B.G. Hilton – Writer

Pulp Tales #2: Wrong Turn at Manhattan

Upside down battleship from 'Wonder Stories'
From https://archive.org/details/pulpmagazinearchive

My body aches and my mouth tasted like a baloney sandwich left in the sun for a day. My eyes opened, and with the light came pain. “Oh, God,” I said. “Never again!”

Never again what? Never what? My pounding head struggled to answer. Little bits of the night before came back… A bar in Fiji. A tattoo parlour. Another bar. Fighting with some Italian sailors in what we thought was a brothel but which turned out to be a carpet warehouse. Another bar, in… Gstaad? That didn’t sound right.

“Oh, that’s right, the captain’s bachelor party,” I said, struggling to my feet.

“I don’t remember seeing the captain anywhere,” young Ensign O’Mara groaned. He was wearing his dress pants and feather boa. Someone had stamped the word ‘Most Secret’ across his face with red ink.

“Captain’s a teetotaler,” I said. “And his fiancé is a… a Quaker or something?”

“I remember,” Lieutenant Gibson said. “You kept saying that we all had to drink his share, too.”

“Don’t remind me,” I said. “Hey why are you lying across a light fitting?”

“I was wondering that myself,” Gibson said. “Where the gosh darned heck are we?”

“You’re the navigator, you tell me.”

“Well, that looks like the deck of the bridge,” he said, pointing upwards. “By dead reckoning, I should say that we’re on the ceiling.”

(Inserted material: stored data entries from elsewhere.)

PR #1111, opened 2026-06-17
ZMS-77: Emit marked.ham webhook when starring or explicitly marking ham a message

NickOvt:


andris9 (changes requested):
# Code Review: PR #1111 — ZMS-77: Emit `marked.ham` webhook when starring or explicitly marking ham a message

## Overview

This PR adds the ability to emit the `marked.ham` webhook event when a message is starred (`flagged=true`) or explicitly marked as ham via a new `markHam` request parameter, **without requiring the message to be moved out of the Junk folder**. Previously, `marked.ham` / `marked.spam` events were only emitted as a side effect of moving messages into/out of the Junk folder (via the `entry.junk` signal on `EXISTS` journal entries).

The change spans three files:

1. **`lib/api/messages.js`** — Adds a `markHam` boolean request-body field (default `false`) to both `PUT /messages` endpoints (path-param and body variants).
2. **`lib/message-handler.js`** — Refactors `MessageHandler.update()` so it can run for a "no flag change but markHam" case, publishes `MARKED_HAM` events directly (batched) for matched messages, and tags move-generated `EXISTS` entries with `entry.markHam` when the move carried `flagged`/`markHam` updates.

“Sirs?” Ensign O’Mara said. He was younger than either of us, and had already recovered enough to risk looking out the window, even though the sun was out there.

“Looks liked New York,” Gibson said, following his lead and looking out over the skyscrapers.

“Should it be… Should it be below us like that?” O’Mara said.

They others looked at me. Technically, I was the ranking officer—for all the good that was going to do anyone.

“At least no one has seen us,” I said.

“Except all those folks on the observation deck of the Empire State Building,” O’Mara said.

I said a few sailorly words. “Okay, spilt milk,” I said. “How did we get up here, anyway?”

Gibson laughed bitterly. “Don’t you remember? We saw that airplane doing a loop-the-loop, and you bet O’Mara here that he couldn’t do it in the ship. I told you both it wasn’t possible and I was right —but I’m honestly surprised he managed to get us halfway round.”

There was something about that that didn’t sound quite right, but I was in no state to figure out what it was.

“How are we going to get down?” O’Mara wailed.

“Well, we got up here,” I began. “So if we just keep going…”

“No, no,” Gibson said. “We were able to get up speed to get up here only because the ship’s screws were in the water, see? They can’t possibly generate enough force pushing against air. That’s just simple physics.”

I took off my cap to scratch my head, only to realise it was Mickey Mouse ears instead of my regulation navy cap. “Doggone it!” I said, flinging the ears to the ground. I mean deck. I mean ceiling! “This just takes the biscuit. We need to get back down safely, and back to Fiji before the captain notices.”

“It’s his wedding day, so I’d say he’s a little distracted right now,” Gibson said with a knowing leer.

“Oh, why’s that?” O’Mara squeaked.

“No reason!” Gibson said, hurridly.

“Got it!” I said. “We’ve been took hung up on finishing the loop-the-loop, right?”

Gibson and O’Mara nodded.

“So here’s the plan: instead of that, we do an Immelmann turn.”

“Uh, I don’t thing we covered that in helmsman class,” O’Mara said.

“We apply full rudder and flip over sideways,” I said. “Losing altitude and returning to our correct orientation.”

Gibson snapped his fingers. “That just might work!”

“Sirs, I don’t see how this is any less a violation of physical…”

“Just take the wheel, kid,” I snapped, grabbing the intercom. “Engine room? Wake up engine room! We full power immediately. Three… Two… One… Helm a starboard!”

“Oh, God, I’m going to be sick,” O’Mara screamed, as the battleship began its flip.

***

Captain Knudson walked across the dockyard to the ship. He was in a particularly good mood, but I could see him willing himself into his usual scowling demeanor. It was growing easier for him to be grumpy, the closer he came to the ship.

“What’s this scratch in the paintwork?” he demanded, before he even reached the gangplank. “Unbelievable! I’m gone on three days shore leave, and I come back to this. And why is there a New York taxicab tangled up in the anchor chain? And is that… Is that a hot-dog cart in the main turret? And why is the Yankee stadium sign caught up in the rudder?”

“There are perfectly good answers to all these questions,” I said.

Knudson jumped as the little finger from the Statue of Liberty’s right hand fell from the superstructure and landed right next to him.

“It was O’Mara’s fault!” shouted Gibson.

“And how!” I added, as we both ran away, as fast as we could.